EDIT: hopefully clarified the problem and corrected the first dataframe to match the result dataframe
example dataframe.
df = pd.DataFrame({'recipe':['meal 1','meal 2', 'meal 3', 'meal 4','meal 5'],
'vegetable':['carrot','carrot','beets','carrot','artichoke'],
'fruit':['banana','apple','banana','banana','banana'],
'protein':['beef','chicken','beef','fish','fish'],
'calories':[10, 50, 100, 150, 200]
})
Assuming it’s ordered (here by calories ASC) I’m trying to add a new column named ‘master meal’ to the DataFrame.
This column will contain the name of the first recipe that shares a significant overlap in ingredients with the current recipe. A significant overlap is defined as sharing at least two ingredients.
If a recipe has already been used as a ‘master meal’ or has a ‘master meal’ assigned to it, it should not be considered for subsequent rows.
in this example, the result would be:
df = pd.DataFrame({'recipe':['meal 1','meal 2', 'meal 3', 'meal 4','meal 5'],
'vegetable':['carrot','carrot','beets','carrot','artichoke'],
'fruit':['banana','apple','banana','banana', 'banana'],
'protein':['beef','chicken','beef','fish', 'fish'],
'calories':[10, 50, 100, 150, 200],
'master meal': ['meal 1',None,'meal 1','meal 1', None]
})
(ie. ‘meal 5’ won’t get the master meal value set to ‘meal 4’ because ‘meal 4’ has been tagged already)
I was able to build something with apply() where I compared each row to the rest of the data frame, but as you can imagine, it didn’t work too well when applied to a bigger dataset.

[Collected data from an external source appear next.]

PR #4412, opened 2024-02-23
dev: new commands system

ldez:
## Part 2 of the rewrite and the death of the `Executor`.

First, this PR will be more complex to review than #4404 because of the complexity of the `Executor`.

I did my best to split changes into commits:
- a commit by one new command
- a commit by removing one old command

But as the previous code was very tangled, it's really complex to provide something easy to read.

### What were the problems?

It will be complex to explain all the problems with the previous design of the `Executor`, so I will try to make a summary.

I was not implying inside golangci-lint dev when the `Executor` has been created, but based on git history I can give a short history.
The `Executor` was created when golangci-lint was just a single run command and this has a major importance.
At the moment, in this context, this was a good design.

The `NewExecutor` did a lot of things, but I will focus on 3 majors:
- the configuration loading
- the creation of the commands
- a (partial) building of the linters

The `NewExecutor` was called before everything.
This means that every command, even the version command, before running, will load the configuration and build linters.
In the past, this has led to breaking all the commands because of a linter panic or a configuration error.

The configuration structures were a mix of real configuration (`Run`, `Linters`, etc.) and specific needs of each command (`Version`, `IsVerbose`, etc.).

The configuration was filled with 2 different techniques (Cobra and Viper), after 3 parsing phases.
In detail, the first parsing (Cobra) was mainly for the logger (early access), the data obtained were used to initialize the configuration.
And then Viper was reading the configuration files by overriding the previous data.
The resulting extracted data was used as default values (because it was done before the creation of the commands) for the next and last parsing.
The flags were parsed (Cobra), through the commands, and partially overridden the previous data (I will explain later why I say "partially").

The linters were built before the full configuration was loaded.

And I didn't talk about the complexity of `Executor` itself: everything was linked together, and it was tough to know when something was used or loaded.

I think based on my previous explanation, you can now see the problems:
- performance issues
- very complex and unreliable configuration parsing
- timing issues that lead to load linters without the proper configuration
- impossible to fix something quickly, so very hard to maintain

### PR Content

Now I will summarize the PR: it kills the `Executor` :smile:

- the configuration structures contain only user configuration (except some test elements)
- the configuration is loaded only for commands that need the configuration
- the configuration is loaded only by Viper (via a simple binding)
    - replacement of `config.Reader` with `config.Loader`
- the linters are loaded only for commands that need linters
- the specific options of each command are handled by each command itself
- the flag sets are organized with simple functions (and without a link to the configuration)
- each command is independent of the other commands and manages its dependencies (`lintersdb.Manager`, `lintersdb.EnabledSet`, etc.)

### Side Effect

I implemented a hack, no side effects now.

<details><summary>previous explanation</summary>

Now, all flags override the configuration from the file, not partially:
before, for some slice of string options (those usable with a flag), the values were appended instead of overridden.

So it's breaking.

Based on the code, this hack has been created to being able to merge linters from the files (`linters.enable`, `linters.disable`) with the flags one (`-E`, `--enable`, `-D`, `--disable`).
It was possible to add/append a linter to the current configuration (obtained by the file) with the command line.
I think it was interesting when only a few linters existed but the number of linter has increased since the beginning of golangci-lint.

Example:

| file    | flag   | Old behavior | New behavior |
|---------|--------|--------------|--------------|
| govet   | gofmt  | govet,gofmt  | gofmt        |

So I have several proposals:
- consider that as a breaking change -> major version
- find a hack to keep the same behavior:
    - the previous hack (`fixSlicesFlags`) used inside golangci-lint doesn't work anymore with the new way to handle the configuration because it was specific to Cobra.
    - based on issues I found, Viper doesn't support that.
      I tried several "pure" Viper hacks (ex: `UnmarshalText`) but it doesn't work.
    - I found a dirty hack: the duplication of the fields and the merge of the 2 fields during the load of the configuration:
    ```go
    type Linters struct {
  	  FlagsEnable []string `mapstructure:"flags-enable"` // should never be used inside a configuration file
  	  Enable      []string
      // ...
    }
    ```
    - I found a less dirty hack but still not perfect: Viper loads the configuration and flags that are not slices. For the slices, we don't bind them with Viper, so we can have the value via Cobra.
    ```go
    fs.StringSliceP("enable", "E", nil, wh("Enable specific linter"))
  
    // ...
  
    if cmd.Flags().Changed("enable") {
      val, err := cmd.Flags().GetStringSlice("enable")
      // ...
    }
    ```
- a mix of both previous proposals -> major version
- something else?

</details>

### Next step

The rewrite of `lintersdb.Manager` to avoid the build of the linters 5 times by run.

[--update-refs](https://git-scm.com/docs/git-rebase/2.43.0#Documentation/git-rebase.txt---update-refs) is still the best git rebase option ever!


.golangci.reference.yml
```diff
@@ -68,17 +68,13 @@ run:
   # Allow multiple parallel golangci-lint instances running.
   # If false, golangci-lint acquires file lock on start.
   # Default: false
-  allow-parallel-runners: false
+  allow-parallel-runners: true
```
bombsimon, line 71: Do you wanna keep this as `false` for default even though this change? I noticed #4100 but didn't have a good answer so didn't respond to it. Thinking since there are more minor breaking changes and the reference is changed.

pkg/commands/flagsets.go
```diff
@@ -0,0 +1,100 @@
...
+	internal.Vibra(v, fs, fs.String, "new-from-rev", "issues.new-from-rev", "",
+		wh("Show only new issues created after git revision `REV`"))
+	internal.Vibra(v, fs, fs.String, "new-from-patch", "issues.new-from-patch", "",
+		wh("Show only new issues created in git patch with file path `PATH`"))
+	internal.Vibra(v, fs, fs.Bool, "whole-files", "issues.whole-files", false,
+		wh("Show issues in any part of update files (requires new-from-rev or new-from-patch)"))
+	internal.Vibra(v, fs, fs.Bool, "fix", "issues.fix", false, wh("Fix found issues (if it's supported by the linter)"))
+}
+
+func wh(text string) string {
```
bombsimon, line 98: Maybe take the opportunity to improve the naming, `wh` doesn't give much info without context.

pkg/commands/internal/vibra.go
```diff
@@ -0,0 +1,32 @@
...
+func Vibra[T any](v *viper.Viper, fs *pflag.FlagSet, pfn FlagFunc[T], name, bind string, value T, usage string) {
+	pfn(name, value, usage)
+
+	err := v.BindPFlag(bind, fs.Lookup(name))
+	if err != nil {
+		panic(fmt.Sprintf("failed to bind flag %s: %v", name, err))
+	}
+}
+
+// VibraP adds a Cobra flag and binds it with Viper.
```
bombsimon, line 24: What does the `P` stand for?

pkg/commands/internal/vibra.go
```diff
@@ -0,0 +1,32 @@
...
+
+	"github.com/spf13/pflag"
+	"github.com/spf13/viper"
+)
+
+type FlagFunc[T any] func(name string, value T, usage string) *T
+
+type FlagPFunc[T any] func(name, shorthand string, value T, usage string) *T
+
+// Vibra adds a Cobra flag and binds it with Viper.
```
bombsimon, line 14: Can't we just call this what it does so it gives some context even if you're not fully familiar with Viper and Cobra (which I guess this is some combination of)?

Suggestion:
- `AddFlagAndBind
- `AddAndBindFlag`

Also maybe I'm missing something but where is Cobra in this picture? Can't see it here or from the caller in `flagset`, seems to be using `pflag` which doesn't look to be a part of Cobra?

pkg/commands/root.go
```diff
@@ -1,160 +1,168 @@
...
-	envMemProfileRate = "GL_MEM_PROFILE_RATE"
-)
+func Execute(info BuildInfo) error {
+	return newRootCommand(info).Execute()
+}
+
+type rootOptions struct {
+	PrintVersion bool
+
+	Verbose bool   // Persistent flag.
```
bombsimon, line 25: What does persistent mean here? That it is in affect for all sub commands as well?

pkg/commands/root.go
```diff
@@ -1,160 +1,168 @@
...
-}
+	fs := rootCmd.Flags()
+	fs.BoolVar(&c.opts.PrintVersion, "version", false, wh("Print version"))
 
-func (e *Executor) persistentPreRun(_ *cobra.Command, _ []string) error {
-	if e.cfg.Run.PrintVersion {
-		_ = printVersion(logutils.StdOut, e.buildInfo)
-		os.Exit(exitcodes.Success) // a return nil is not enough to stop the process because we are inside the `preRun`.
-	}
+	setupRootPersistentFlags(rootCmd.PersistentFlags(), &c.opts)
```
bombsimon, line 57: Ah, here it's pretty clear what persistent flags means, maybe the comments I commented about can be removed since they add more confusion than clarification.

pkg/commands/root.go
```diff
@@ -1,160 +1,168 @@
...
+func safeArgs(fs *pflag.FlagSet, args []string) []string {
+	var shorthands []string
+	fs.VisitAll(func(flag *pflag.Flag) {
+		shorthands = append(shorthands, flag.Shorthand)
+	})
+
+	var cleanArgs []string
+	for _, arg := range args {
+		if len(arg) > 1 && arg[0] == '-' && arg[1] != '-' && !slices.Contains(shorthands, string(arg[1])) {
+			cleanArgs = append(cleanArgs, "--potato")
```
bombsimon, line 160: 🥔

pkg/commands/root.go
```diff
@@ -1,160 +1,168 @@
...
 }
 
-func getDefaultConcurrency() int {
-	if os.Getenv(envHelpRun) == "1" {
-		// Make stable concurrency for generating help documentation.
-		const prettyConcurrency = 8
-		return prettyConcurrency
+// Shorthands are a problem because pflag, with UnknownFlags, will try to parse all the letters as options.
+// A shorthand can aggregate several letters (ex `ps -aux`)
+// The function replaces non-supported shorthands by a dumb flag.
```
bombsimon, line 150: Is this the same as the current behavior? What's the rationale behind silently ignoring such faulty usage?

pkg/config/loader.go
```diff
@@ -10,33 +10,64 @@ import (
...
+		log:   log,
+		cfg:   cfg,
 	}
 }
 
-func (r *FileReader) Read() error {
-	// XXX: hack with double parsing for 2 purposes:
-	// 1. to access "config" option here.
-	// 2. to give config less priority than command line.
+func (r *Loader) Load() error {
```
bombsimon, line 49: Should we update the receiver variable since `Reader` got renamed to `Loader`?

```suggestion
func (l *Loader) Load() error {
```

(Probably benefits from LSP capabilities to do proper renaming, I won't suggest changes in more places)

pkg/config/run.go
```diff
@@ -25,20 +25,6 @@ type Run struct {
...
 
-	// --- Flags only section.
-
-	IsVerbose bool `mapstructure:"verbose"` // Flag only
-
-	PrintVersion bool // Flag only. (used by the root command)
-
-	CPUProfilePath string // Flag only.
-	MemProfilePath string // Flag only.
-	TracePath      string // Flag only.
```
bombsimon, line 36: Didn't see any comment on this but I see you ripped out all the profiling parts. Just because it wasn't used and mostly aims for development of `golangci-lint`?

bombsimon (commented):
Sorry for slow reaction, took a first quick pass! Mostly added some questions and some minor suggestions. Seems like a good improvement and split of tangled code. 👍

pkg/config/run.go
ldez: It didn't remove the profiling, I just moved the profiling to the only command that needs profiling: the `run` command.

.golangci.reference.yml
ldez: I already changed a lot of things, I will not change everything in this PR :smile: 
Here, it's just a wrong value in the reference.

pkg/commands/internal/vibra.go
ldez: It's the same as `VarP`, `BoolP`, etc. it's when you want to add a shorthand.

pkg/commands/root.go
ldez: > Is this the same as the current behavior?

Yes, before the "pre-parsing" was done with all the flags but only some were used.

The function works in isolation, there are no impact on the effective flag parsing.

pkg/commands/internal/vibra.go
bombsimon: Sorry to be a party 🎉 pooper 💩! If you like the name, keep it! I guess you won't read this code anyways if you're not familiar with the concepts and the comments explain the name!

.golangci.reference.yml
bombsimon: No and that's appreciated! Just didn't follow why the reference changes this value that seems to be untouched in the rest of the PR.

pkg/config/run.go
bombsimon: Am I blind? I can't see the flags `cpu-profile-path` and `mem-profile-path` added back in any of your additions?

ldez: `setupRunPersistentFlags` in the `run` command

.golangci.reference.yml
ldez: I reverted this change, I will create another PR.

pkg/commands/internal/vibra.go
ldez: I'm not attached to this name :smile: it was just fun, so I will keep your suggestion in can be better for readability.

pkg/config/run.go
bombsimon: Omg so silly, missed it was collapsed and tried to sesrch for the term in the browser. 🤦🏽‍♀️ Sorry about that!

bombsimon (approved):

ldez:
It's emotional for me to merge this PR, there is a lot of work behind it.
And the next step will also be great! The PR will happen quickly!

pkg/commands/version.go
```diff
@@ -26,65 +24,75 @@ type versionInfo struct {
 	BuildInfo *debug.BuildInfo
 }
 
-func (e *Executor) initVersion() {
+type versionOptions struct {
+	Format string `mapstructure:"format"`
```
Antonboom, line 28: don't see these fields in config reference 🤔 
or what reason of mapstructrure?

pkg/commands/root.go
```diff
@@ -1,160 +1,168 @@
...
-		}
+	return c.cmd.Execute()
+}
 
-		var ms runtime.MemStats
-		runtime.ReadMemStats(&ms)
-		printMemStats(&ms, e.log)
+func setupRootPersistentFlags(fs *pflag.FlagSet, opts *rootOptions) {
+	fs.BoolVarP(&opts.Verbose, "verbose", "v", false, color.GreenString("Verbose output"))
+	fs.StringVar(&opts.Color, "color", "auto", color.GreenString("Use color when printing; can be 'always', 'auto', or 'never'"))
```
Antonboom, line 90: are `verbose` and `color` actual for not `run` commands?

pkg/commands/internal/vibra.go
```diff
@@ -0,0 +1,32 @@
+package internal
```
Antonboom, line 1: `vibra` 😂

pkg/commands/config.go
```diff
@@ -5,15 +5,27 @@ import (
...
 
 	"github.com/golangci/golangci-lint/pkg/config"
 	"github.com/golangci/golangci-lint/pkg/exitcodes"
 	"github.com/golangci/golangci-lint/pkg/fsutils"
+	"github.com/golangci/golangci-lint/pkg/logutils"
 )
 
-func (e *Executor) initConfig() {
+type configCommand struct {
+	viper *viper.Viper
```
Antonboom, line 17: some offtop: do we really need the `viper` dependency?

why not just declare the strict ways to use golangci-lint:

1. flags for command itself settings
2. config for linter specific settings

without intersection

Antonboom (commented):
image

pkg/commands/root.go
ldez: they are global, but they are always used by the root command like before.

pkg/commands/config.go
ldez: > some offtop: do we really need the viper dependency?

I think at some point I will remove viper.

> why not just declare the strict ways to use golangci-lint:
>
>    flags for command itself settings
>    config for linter specific settings
>
> without intersection

It's useful to be be the mix both on linters (ex: `-E`, `-D`)

pkg/commands/version.go
ldez: copy-pasting :smile:

ldez: Removed in the next PR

I scratched my head all day to find a vectorized approach without success.
Maybe you have a better idea? I don’t know how I can avoid looping through the dataframe or if so, doing it efficiently.
You could use the following:
Using for loop:
dat = df.iloc[:,1:4].to_numpy()
ln = dat.shape[0]
results = [None]* ln
for i in range(ln):
if results[i]: continue
for j in range(i + 1, ln):
if (dat[i] == dat[j]).sum() >= 2:
results[j] = df['recipe'].iloc[i]
df['master meal'] = results
df
recipe vegetable fruit protein calories master meal
0 meal 1 carrot banana beef 10 None
1 meal 2 carrot apple chicken 50 None
2 meal 3 beets banana beef 100 meal 1
3 meal 4 carrot banana fish 150 meal 1
4 meal 5 artichoke banana fish 200 None
Using numpy
from scipy.spatial.distance import pdist
dat = df.iloc[:,1:4].to_numpy()
ln = dat.shape[0]
results = np.array([None]*ln)
dist = pdist(dat, lambda x,y: (x==y).sum())
i1,i2 = (ln - np.fliplr(np.array(np.tril_indices(ln,-1))) - 1)[:, dist >= 2]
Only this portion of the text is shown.